TASK ITEM: Set down the lines below exactly as they stand, please. Go from the first through the one containing "- Splits the cache".

DATA LISTING:
-=-=-=-=-
PR #4074, opened 2019-08-05
Issue 4044: (Segment Store) Direct Memory Cache

### LINKED ISSUE #4044: Direct Memory Cache

andreipaduroiu:
**Change log description**  
- Created a block-based, direct memory cache implementation and integrated into the Segment Store components.
- Removed old cache implementations (RocksDB and InMemoryCache).

**Purpose of the change**  
Fixes #4044.

**What the code does**  
- This is a rather big PR. However, most of the changes in this PR are due to the fact that we removed the old cache implementations and replaced with `CacheStorage`, which required cascading API changes. 
    - The most important changes in this PR are concentrated in `DirectMemoryCache`, `DirectMemoryBuffer`, `StreamSegmentReadIndex`, `SegmentKeyCache`, `SegmentAttributeBTreeIndex` and `CacheManager`.
- Direct Memory Cache implementation
    - Please refer to parent issue (#4044) for overview and explanation as to why this approach makes sense over others.
    - `CacheLayout` defines how the cache is structured. The following is based on the default cache layout implemented.
        - `DefaultCacheLayout` has the current implementation for this. Future versions of Pravega may choose to alter this setup, in which case they will need to implement a new layout.
        - Data is chained in a singly linked list (each block has a pointer the the previous block for the entry). The address returned to the caller points to the last block. This makes appends O(1) (no lookups) and makes inserts more efficient with no penalty on reads.
    - `DirectMemoryCache`
        - Splits the cache space into 2MB direct memory buffers (wrapped and managed by `DirectMemoryBuffer`). Its goal is to locate the appropriate buffers for all operations and to delegate requests to them.
        - It manages the set of unallocated buffers and available buffers with the goal of performing all operations in O(n), where `n` is the size of the data transferred. Buffer lookup is always O(1) so the overhead is minimal.
    - `DirectMemoryBuffer`
        - Wrapps a Netty `ByteBuf` which is only allocated on first access. This buffer is never deallocated (unless the owning `DirectMemoryCache` is closed). This is intentional and was done for performance reasons.
        - Splits the buffer into 4KB blocks. The first block is reserved for metadata, and the rest are data blocks. Each of the 511 data blocks has 8 bytes of metadata, containing information such as whether it is in use, its length, predecessor address and other info. `CacheLayout` is used to construct this metadata.
        - It keeps a linked list (in the metadata) of all free blocks. This makes inserts more efficient as there is no time spent on looking up where to insert. This linked list is updated upon every insert or delete.
- `CacheManager` owns the `DirectMemoryCache` instance and provides it to whomever needs it.
    - Its goal is to keep the `UsedBytes` under a certain threshold as indicated by its `CachePolicy`.
    - It provides a callback to the `DirectMemoryCache` which allows it to be notified if the cache has reached maximum capacity; if so it can force a cleanup.
- Integrated `DirectMemoryCache` into `StreamSegmentReadIndex`, `SegmentAttributeBTreeIndex` and `SegmentKeyCache`.
    - Since the new cache is not a KVS anymore, this allowed for the simplification of the cache access by simply storing the address of the cached entry.
    - `StreamSegmentReadIndex`
        - Updated `append()` to make use of `DirectMemoryCache.append()` if possible (so that it may fill up partial last blocks of existing entries, and then insert the rest.
- Deleted all references to old cache implementations and removed RocksDB maven dependency.

**How to verify it**  
All existing tests must pass.
New tests must pass.
System tests must pass (had 7/7 successful runs so far including different Tier 2 choices)


sachin-j-joshi:
Have we actually decided to remove old cache implementations (RocksDB and InMemoryCache)?

andreipaduroiu:
@sachin-j-joshi If we merge this PR in we will automatically retire the old caches (it is included in this PR). They are incompatible with the new cache storage and have vastly different (and more complex) APIs.

config/config.properties
```diff
@@ -102,13 +102,30 @@ pravegaservice.dataLogImplementation=BOOKKEEPER
...
-# RocksDB) a larger value will be appropriate, as that cache implementation should be able to offload extra memory to disk
-# and fetch it back when needed.
-#pravegaservice.cacheMaxSize=17179869184
+# Recommended values: Multiples of 1GB, but less than XX:MaxDirectMemorySize. Choosing a lower size will conserve memory
+# at the expense of a lot of cache misses (resulting in Tier2 reads and possibly high latencies). Choosing a higher size
+# will keep data in the cache for longer, but at the expense of memory. The Segment Store uses a Direct Memory Cache backed
+# by direct ByteBuffers, so if XX:MaxDirectMemorySize is not set to a value higher than this one, the process will
+# eventually crash with an OutOfMemoryError.
+#pravegaservice.cacheMaxSize=4294967296
+
```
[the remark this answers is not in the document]
andreipaduroiu: Yes, it would be. However I would prefer to change that in a different PR since there's a number of other things that set this externally (such as the K8s operator).

andreipaduroiu:
> I'm worried about high levels of fragmentation that is bound to happen over the period of time. I might have missed it but we don't seem to concat consecutive blobs of free memory into bigger blobs.

That's the beauty of this approach. There is no memory fragmentation whatsoever. We allocate memory buffers once (in 2MB increments) and never deallocate them. Once allocated, that memory is fixed and since we never deallocate we will not be subject to that kind of fragmentation.

If you refer to fragmentation inside the cache, then yes, you are correct. We break each entry into 4KB blocks and try to write them in the same buffer, but it is possible that each such block is actually located in a different buffer, so in a different part of memory. Since we are not paging memory (yet), there is little benefit to trying to put things together vs just writing it wherever we can. I purposefully did not do any sort of defrag or consolidation as the effort (runtime) to do that would be disruptive to the whole cache performance.

> Over the time the we will have more smaller fragments and subsequently more metadata for each fragment.

The fragments cannot get smaller than 4KB and the metadata is constant. There is 8 bytes of metadata for each 4KB block (0.2% of the total cache capacity) which doesn't change if the block is not used, partially used or fully used (with or without adjacent neighbors).

> Why not just hold on to the buffers allocated by netty and use them in cache directly? Let the native memory manager do the hard work of alloc/dealloc.

We are holding on to those netty buffers. The only buffers that hold the memory are the 2MB ones in the cache itself. Any ByteBuf that is sliced from there is just a view into those buffers. 

If you are suggesting that we simply allocate and deallocate memory every time we insert/evict an entry to/from the cache, well that will incur memory allocation costs and will be subject to severe fragmentation over time. The sizes of the cache entries are highly unpredictable and vary greatly. Allocating and deallocating such random memory segments will cause us to use more memory than we want due to the inability to relocate existing memory pointers (this is native memory, not managed, so not subject to GC moving it). In addition, since we cannot do `append` we will be reverting back to the old ways of using the cache, where each event will have its own cache entry - leading to an explosion of cache entries, where our metadata just to keep track of them will be significant.

> Also can we store metadata in "normal" java data structures instead of storing it in buffers? Eg. if the metadata is of fixed size then allocate a separate array of fixed size

yes that is an option. However I preferred to keep this in the metadata itself so that 1) all memory required for it is bound by the Cache Max Size, 2) We do not incur memory overhead due to Java objects, 3) we do not bother the GC with all the arrays that we need to hold, and 4) it's faster to do bitwise manipulation than mutating Java objects.

RaulGracia:
@andreipaduroiu in this branch, I found the following problem when changing the value of `pravegaservice.cacheMaxSize` via the operator. Maybe is a general issue of the configuration, but I haven't see that before:

```
(CONFIGURATION)
...
      bookkeeper.bkAckQuorumSize: "3"
      # While these are low setting for RocksDB in terms of space/memory, we have verified that they make the Segment Store stable in the long run.
      pravegaservice.cacheMaxSize: "3221225472‬"
      pravegaservice.cacheMaxTimeSeconds: "600"
      rocksdb.writeBufferSizeMB: "64"
...
```

``` 
(LOGS IN SEGMENTSTORE)
2019-10-13 16:01:36,153 320  [main] ERROR i.p.s.server.host.ServiceStarter - Could not create a Service with default config, Aborting.
io.pravega.common.util.InvalidPropertyValueException: Value '3221225472‬' is invalid for property 'pravegaservice.cacheMaxSize'.
        at io.pravega.common.util.TypedProperties.tryGet(TypedProperties.java:144)
        at io.pravega.common.util.TypedProperties.getLong(TypedProperties.java:92)
        at io.pravega.segmentstore.server.store.ServiceConfig.<init>(ServiceConfig.java:320)
        at io.pravega.common.util.ConfigBuilder.build(ConfigBuilder.java:116)
        at io.pravega.segmentstore.server.store.ServiceBuilderConfig.getConfig(ServiceBuilderConfig.java:69)
        at io.pravega.segmentstore.server.host.ServiceStarter.<init>(ServiceStarter.java:59)
        at io.pravega.segmentstore.server.host.ServiceStarter.main(ServiceStarter.java:218)
Caused by: java.lang.NumberFormatException: For input string: "3221225472‬"
        at java.lang.NumberFormatException.forInputString(NumberFormatException.java:65)
        at java.lang.Long.parseLong(Long.java:589)
        at java.lang.Long.parseLong(Long.java:631)
        at io.pravega.common.util.TypedProperties.tryGet(TypedProperties.java:142)
        ... 6 common frames omitted
```

gradle.properties
```diff
@@ -49,8 +49,7 @@ nettyBoringSSLVersion=2.0.17.Final
 protobufGradlePlugin=0.8.9
 protobufProtocVersion=3.5.1
 qosLogbackVersion=1.2.3
-rocksdbjniVersion=5.8.6
-swaggerJersey2JaxrsVersion=1.5.22
+swaggerJersey2JaxrsVersion=1.5.16
```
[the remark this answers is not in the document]
andreipaduroiu: Automated merging ... I removed it.

common/src/main/java/io/pravega/common/util/ByteArraySegment.java
```diff
@@ -237,6 +247,7 @@ public OutputStream getWriter() {
      * @throws ArrayIndexOutOfBoundsException If offset or length are invalid.
      */
     public ByteArraySegment subSegment(int offset, int length) {
+        // TODO: drop this in favor of slice(). Also rename the one with `readOnly`
```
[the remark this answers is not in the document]
andreipaduroiu: I didn't want to do it as part of this PR since there's a good number of callsites, which would have made this PR unnecessarily bigger. #4318.

segmentstore/storage/src/main/java/io/pravega/segmentstore/storage/cache/CacheLayout.java
```diff
@@ -0,0 +1,347 @@
...
+
+    //endregion
+
+    //region Constructor
+
+    /**
+     * Creates a new instance of the {@link CacheLayout} class and performs any necessary sanity checks.
+     */
+    CacheLayout() {
+        Preconditions.checkState(MAX_TOTAL_SIZE % bufferSize() == 0,
```
tkaitchuck: This could cause a problem. This is an abstract class but it is calling `bufferSize()` in its constructor which is an abstract method. Classes that extend this one are **Required** to call `super()` as the first line of their constructor, before any member variables are assigned. So if a subclass relies on setting bufferSize by a value passed in at construction time, it will not be set yet, so the value here could be -1.

segmentstore/storage/src/main/java/io/pravega/segmentstore/storage/cache/CacheLayout.java
```diff
@@ -0,0 +1,347 @@
...
+
+    //region Default Layout
+
+    /**
+     * {@link CacheLayout} with the following characteristics:
+     * - 2MB Buffers
+     * - 4KB block size
+     * - 511 usable Buffer-Blocks per Buffer.
+     *
+     * Address layout (26 bits used out of 32)
```
tkaitchuck: It seems like somewhere the fact that this allows a max size of 256gb should be defined as a constant.

segmentstore/storage/src/main/java/io/pravega/segmentstore/storage/cache/CacheStorage.java
```diff
@@ -0,0 +1,121 @@
...
+
+    /**
+     * Performs an atomic compare-and-appends of data at the end of an entry. This operation will only take effect if
+     * the current length of the entry matches the argument `expectedLength` and both the entry's length and contents
+     * will be updated atomically.
+     *
+     * @param address        An integer representing the address to append to.
+     * @param expectedLength The currently known length of this entry.
+     * @param data           A {@link BufferView} representing the data to append.
+     * @return An integer representing the number of bytes to append. If 0, then either the address points to an invalid
```
tkaitchuck: This is phrased strangely.

segmentstore/storage/src/main/java/io/pravega/segmentstore/storage/cache/CacheStorage.java
```diff
@@ -0,0 +1,121 @@
...
+     * entry (does not exist) or the entry at this address may not be appended to (i.e., it may already be fully aligned
+     * to a block).
+     * @throws IncorrectCacheEntryLengthException If `expectedLength` does not match the current length of the entry.
```
tkaitchuck: I find it odd that the address not existing at all is not an exception but is represented in the return code, but the compare and set failing is an exception. It seems like this should be reversed.

segmentstore/storage/src/main/java/io/pravega/segmentstore/storage/cache/CacheStorage.java
```diff
@@ -0,0 +1,121 @@
...
+     * address.
+     */
+    BufferView get(int address);
+
+    /**
+     * Returns a {@link CacheSnapshot} representing the current state of the {@link CacheStorage}.
+     *
+     * @return A new {@link CacheSnapshot} instance.
+     */
+    CacheSnapshot getSnapshot();
```
tkaitchuck: Why is this needed?

segmentstore/storage/src/main/java/io/pravega/segmentstore/storage/cache/DirectMemoryCache.java
```diff
@@ -0,0 +1,439 @@
...
+import java.util.function.Supplier;
+import javax.annotation.concurrent.GuardedBy;
+import javax.annotation.concurrent.ThreadSafe;
+import lombok.NonNull;
+import lombok.val;
+
+/**
+ * Represents a block-based {@link CacheStorage} that uses direct memory buffers to store data.
+ *
+ * Data Organization (actual values based on {@link CacheLayout.DefaultLayout}).
```
tkaitchuck: A lot of this logic including breaking up memory into buffers and buffers into blocks of uniform size and managing them by reusing the same allocation is already implemented in Netty which this code is depending on anyway to allocate the actual buffers. `PooledByteBufAllocator` provides much of what this class implements, but has multiple pools for different size allocations, and has an optimized algorithm based on jemalloc to reclaim and reuse buffers. 

We should just use this class and pass in parameters to its constructor to get it to do what you want.

segmentstore/storage/src/test/java/io/pravega/segmentstore/storage/cache/DirectMemoryCacheTests.java
```diff
@@ -0,0 +1,407 @@
...
+import lombok.val;
+import org.junit.Assert;
+import org.junit.Test;
+
+/**
+ * Unit tests for the {@link DirectMemoryCache} class.
+ */
+public class DirectMemoryCacheTests {
+    private static final CacheLayout LAYOUT = new CacheLayout.DefaultLayout();
+    private static final long REQUESTED_MAX_SIZE = 11 * 1024 * 1024; // 1MB
```
tkaitchuck: Comment says 1 value is 11

config/config.properties
```diff
@@ -117,13 +117,30 @@ pravegaservice.dataLogImplementation=BOOKKEEPER
...
+# Percentage (of pravegaservice.cacheMaxSize) that defines the maximum usable size of the Local Shared Cache. The Segment
+# Store will apply full throttling if reaching or exceeding this value.
+# Valid values: 1 to 100 (inclusive).
+# Recommended values: Between pravegaservice.cacheTargetUtilizationPercent + 10 and 99. Setting a value too close to
+# pravegaservice.cacheTargetUtilizationPercent will cause the Segment Store to apply maximum throttling as soon as that
+# limit is reached, which may cause it to have sudden, multi-second stalls in the ingestion pipeline. It is not recommended
+# to set this value ever to 100, since that would mean the cache is already full when max throttling kicks in, and the
+# Segment Store will likely shut down Segment Containers in order to alleviate cache pressure.
+#pravegaservice.cacheMaxUtilizationPercent=98
```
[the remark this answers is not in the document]
andreipaduroiu: Good point. This was a carryover from the RocksDB setup when we could go over the limit. I was actually thinking of lowering this value a bit based on recent stress tests, but I will change them right now.

Setting target utilization to 75% (will try to keep cache at this level if possible), and full throttle at 90%. This should give enough buffer for sudden bursts or Tier 2 cache reads.

segmentstore/storage/src/main/java/io/pravega/segmentstore/storage/cache/CacheLayout.java
andreipaduroiu: That is a valid concern and I agree with that. However I couldn't think of any other way to do this. I wanted `CacheLayout` to define the structure of any layout and leave it to a derived class to actually define proper values. However I do want some basic validation that the values the derived class is providing won't cause issues. 

While in general I want to stay away from such patterns, in this case I thin it's OK since derived classes will be close to this one and any issues will be quickly spotted by running a unit test trying to instantiate this.

segmentstore/storage/src/main/java/io/pravega/segmentstore/storage/cache/CacheLayout.java
andreipaduroiu: This is: `CacheLayout.MAX_TOTAL_SIZE`.  I have just updated it to be 256GB (it had an smaller value, which was from a previous choice of layout).

segmentstore/storage/src/main/java/io/pravega/segmentstore/storage/cache/CacheStorage.java
andreipaduroiu: Rephrased.

segmentstore/storage/src/main/java/io/pravega/segmentstore/storage/cache/CacheStorage.java
andreipaduroiu: Good catch. I fixed this so it throws an `IllegalArgumentException` if the address is invalid.

segmentstore/storage/src/main/java/io/pravega/segmentstore/storage/cache/CacheStorage.java
andreipaduroiu: the `CacheManager` needs it so it can determine the Cache Utilization, so that it may make proper eviction and/or throttling adjustments.

segmentstore/storage/src/main/java/io/pravega/segmentstore/storage/cache/DirectMemoryCache.java
andreipaduroiu: I had a similar thought when I originally wrote this cache and I tried to use Netty's `PooledByteBufAllocator`. However I decided against it for the following reasons:
1. I would be tightly coupled with Netty. I don't want to depend on Netty and want to choose my own implementation at will. Currently I do use Netty's `ByteBuf` in the `DirectMemoryBuffer` class, but that could very easily be changed to Java's `ByteBuffer` (or whatever other implementation.
2. Netty has a bunch of logic to keep track of used and not-used blocks, but it does more than what I need. I wanted to keep the management of these buffers to a bare minimum to reduce the CPU needed to access them. In addition, I never deallocate the buffers and I want to implement my own policies as to how to place data (close to each other, etc).
3. I want to have the freedom to expand this into a disk-spillable cache. If I manage my own buffers it will make it easier for me to add such a functionality in the future. Tangling with Netty's allocator may actually make things harder.

Even without the three points above, the logic that deals with allocating the memory and managing it is so small that I did not find it worth it the effort to use Netty just for that. Most of the code in these 2 classes deal with organizing the data inside these buffers and providing access to them.

segmentstore/storage/src/test/java/io/pravega/segmentstore/storage/cache/DirectMemoryCacheTests.java
andreipaduroiu: Typo. Fixed.

segmentstore/storage/src/main/java/io/pravega/segmentstore/storage/cache/DirectMemoryCache.java
tkaitchuck: I misunderstood how blocks worked. I didn't realize they were not shared across segments but were shared by appends within a segment.

segmentstore/storage/src/main/java/io/pravega/segmentstore/storage/cache/DirectMemoryBuffer.java
```diff
@@ -0,0 +1,493 @@
...
+        blockLength += data.getLength();
+
+        // Update metadata.
+        blockMetadata = this.layout.setLength(blockMetadata, blockLength);
+        metadataBuf.setLong(bufIndex, blockMetadata);
+        return data.getLength();
+    }
+
+    /**
+     * Reads from the buffer starting at the given Buffer-Block Id and moving backwards (following
```
tkaitchuck: This is a very odd way to describe the API it is "moving backwars" but returns the items in reverse order. Would it be still accurate to say, it reads all of the data and returns it in order?

segmentstore/storage/src/main/java/io/pravega/segmentstore/storage/cache/DirectMemoryCache.java
```diff
@@ -0,0 +1,437 @@
...
+            throw ex;
+        }
+
+        CacheMetrics.insert(data.getLength());
+        return lastBlockAddress;
+    }
+
+    @Override
+    public int replace(int address, BufferView data) {
+        // The simplest and safest way to do a replace is to first insert the new data and then remove the old one. This
```
tkaitchuck: Given this implementation, is this API really providing value? Couldn't a caller just do that.

segmentstore/storage/src/main/java/io/pravega/segmentstore/storage/cache/DirectMemoryCache.java
```diff
@@ -0,0 +1,437 @@
...
+
+            // Keep track if this was full before we removed anything from it.
+            boolean wasFull = !b.hasCapacity();
+
+            // Delete whatever we can from it and remember the successor.
+            DirectMemoryBuffer.DeleteResult result = b.delete(blockId);
+            address = result.getPredecessorAddress();
+            deletedLength += result.getDeletedLength();
+            if (wasFull) {
+                synchronized (this.availableBufferIds) {
```
tkaitchuck: Shouldn't this be inside the if?

segmentstore/server/src/main/java/io/pravega/segmentstore/server/reading/StreamSegmentReadIndex.java
```diff
@@ -368,13 +354,57 @@ void append(long offset, BufferView data) {
...
         long length = this.metadata.getLength();
-        long endOffset = offset + dataLength;
+        long endOffset = offset + data.getLength();
         Exceptions.checkArgument(endOffset <= length, "offset", "The given range of bytes (%d-%d) is beyond the StreamSegment Length (%d).", offset, endOffset, length);
 
         // Then append an entry for it in the ReadIndex. It's ok to insert into the cache outside of the lock here,
         // since there is no chance of competing with another write request for the same offset at the same time.
-        this.cache.insert(new CacheKey(this.metadata.getId(), offset), data);
-        appendEntry(new CacheIndexEntry(offset, dataLength));
+        log.debug("{}: Append (Offset = {}, Length = {}).", this.traceObjectId, offset, data.getLength());
```
tkaitchuck: This method is getting huge. Can parts be factored into private methods?

segmentstore/server/src/main/java/io/pravega/segmentstore/server/reading/StreamSegmentReadIndex.java
```diff
@@ -492,61 +522,80 @@ void completeMerge(SegmentMetadata sourceMetadata) {
...
         ReadIndexEntry oldEntry;
-        synchronized (this.lock) {
-            this.cache.insert(getCacheKey(entry), data);
-            oldEntry = addToIndex(entry);
+        try {
+            newEntry = new CacheIndexEntry(offset, data.getLength(), dataAddress);
+            synchronized (this.lock) {
+                oldEntry = addToIndex(newEntry);
+            }
+        } catch (Throwable ex) {
```
tkaitchuck: Is this a possible/expected case?

segmentstore/storage/src/main/java/io/pravega/segmentstore/storage/cache/CacheLayout.java
andreipaduroiu: Good idea. I made that change.

segmentstore/storage/src/main/java/io/pravega/segmentstore/storage/cache/CacheStorage.java
andreipaduroiu: Renamed to `CacheState`.

segmentstore/storage/src/main/java/io/pravega/segmentstore/storage/cache/DirectMemoryBuffer.java
```diff
@@ -0,0 +1,493 @@
...
+        }
+
+        ByteBuf metadataBuf = getMetadataBlock();
+        long blockMetadata = metadataBuf.getLong(0);
+        int blockId = this.layout.getNextFreeBlockId(blockMetadata);
+        assert blockId != CacheLayout.NO_BLOCK_ID;
+        final int firstBlockId = blockId;
+        int dataOffset = 0;
+        try {
+            // Use a do-while loop since we want to properly handle the (valid) case when data.getLength() == 0.
```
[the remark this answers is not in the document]
andreipaduroiu: Well, we can very well insert a zero-length entry in the Cache Storage. That is a bad idea indeed, but the calling code may want to do this and the Cache Storage needs to support this case. The only way to make it work is to allocate a whole block for it so that we know it's registered. 

As of now there is no case in the Segment Store where it would insert a zero-length entry, but this is a possibility so we need to handle it.

segmentstore/storage/src/main/java/io/pravega/segmentstore/storage/cache/DirectMemoryBuffer.java
```diff
@@ -0,0 +1,493 @@
...
+        metadataBuf.setLong(bufIndex, blockMetadata);
+        return data.getLength();
+    }
+
+    /**
+     * Reads from the buffer starting at the given Buffer-Block Id and moving backwards (following
+     * {@link CacheLayout#getPredecessorAddress} for each encountered block.
+     *
+     * @param blockId     The id of the Buffer-Block to begin reading from.
+     * @param readBuffers A list of {@link ByteBuf} to add read data to. The {@link ByteBuf}s will be added in reverse
```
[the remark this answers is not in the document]
andreipaduroiu: Rephrased.

segmentstore/storage/src/main/java/io/pravega/segmentstore/storage/cache/DirectMemoryBuffer.java
andreipaduroiu: Rephrased.

segmentstore/storage/src/main/java/io/pravega/segmentstore/storage/cache/DirectMemoryCache.java
andreipaduroiu: Yes, given the **current** implementation, the caller can just do the same. However this API has a drawback in that it requires extra (temporary) cache storage space. Both the old and the new entry must be stored in the cache prior to deleting the old one.

In the future, we may want to optimize this to replace the entry block-by block, in which case it won't require these 2 steps. That may also provide a small perf gain.

I want to keep this so that we may implement any optimizations we want inside the cache and keep track of those callsites that use replacement.

segmentstore/storage/src/main/java/io/pravega/segmentstore/storage/cache/DirectMemoryCache.java
andreipaduroiu: This could go either way. 

The initial thinking here is that this needs to be synchronized with `getNextAvailableBuffer`. I prefer to have the buffer capacity check inside the synchronized block since otherwise it may get full again prior to adding it to the `availableBufferIds`.

However I now realize that I have code in `getNextAvailableBuffer` to handle full buffers and auto-remove them from there, so really this doesn't matter that much. I can make this change.

segmentstore/server/src/main/java/io/pravega/segmentstore/server/reading/StreamSegmentReadIndex.java
andreipaduroiu: No, not expected, but there can always be a random `RuntimException` being thrown from one of the sub-methods called from there. In this case, I want to make sure that the data we have just inserted into the CacheStorage will be removed, otherwise we'll start leaking.

segmentstore/server/src/main/java/io/pravega/segmentstore/server/reading/StreamSegmentReadIndex.java
andreipaduroiu: It will be hard. Each block within this method uses and modifies several variables, so it's not easy to extract them into meaningful methods.

segmentstore/storage/src/main/java/io/pravega/segmentstore/storage/cache/CacheStorage.java
```diff
@@ -0,0 +1,122 @@
...
+    /**
+     * Deletes the entry at the given address. If this address does not currently map to an entry, this operation will have
+     * no effect.
+     *
+     * @param address An integer representing the address to delete.
+     */
+    void delete(int address);
+
+    /**
+     * Retrieves the contents of an entry with the given address.
```
fpj: I'm not clear on the expected behavior for this call, and specifically, my question is the following. Say that the address passed corresponds to an old view of the entry, and it maps to a different position in the last block or even to a different block altogether. What is `get` expected to return? A stale view of the entry corresponding to the passed address? The current view of the entry? An error?

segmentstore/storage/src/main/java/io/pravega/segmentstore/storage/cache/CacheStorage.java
-=-=-=-=-
EXPECTED ANSWER:
PR #4074, opened 2019-08-05
Issue 4044: (Segment Store) Direct Memory Cache

### LINKED ISSUE #4044: Direct Memory Cache

andreipaduroiu:
**Change log description**  
- Created a block-based, direct memory cache implementation and integrated into the Segment Store components.
- Removed old cache implementations (RocksDB and InMemoryCache).

**Purpose of the change**  
Fixes #4044.

**What the code does**  
- This is a rather big PR. However, most of the changes in this PR are due to the fact that we removed the old cache implementations and replaced with `CacheStorage`, which required cascading API changes. 
    - The most important changes in this PR are concentrated in `DirectMemoryCache`, `DirectMemoryBuffer`, `StreamSegmentReadIndex`, `SegmentKeyCache`, `SegmentAttributeBTreeIndex` and `CacheManager`.
- Direct Memory Cache implementation
    - Please refer to parent issue (#4044) for overview and explanation as to why this approach makes sense over others.
    - `CacheLayout` defines how the cache is structured. The following is based on the default cache layout implemented.
        - `DefaultCacheLayout` has the current implementation for this. Future versions of Pravega may choose to alter this setup, in which case they will need to implement a new layout.
        - Data is chained in a singly linked list (each block has a pointer the the previous block for the entry). The address returned to the caller points to the last block. This makes appends O(1) (no lookups) and makes inserts more efficient with no penalty on reads.
    - `DirectMemoryCache`
        - Splits the cache space into 2MB direct memory buffers (wrapped and managed by `DirectMemoryBuffer`). Its goal is to locate the appropriate buffers for all operations and to delegate requests to them.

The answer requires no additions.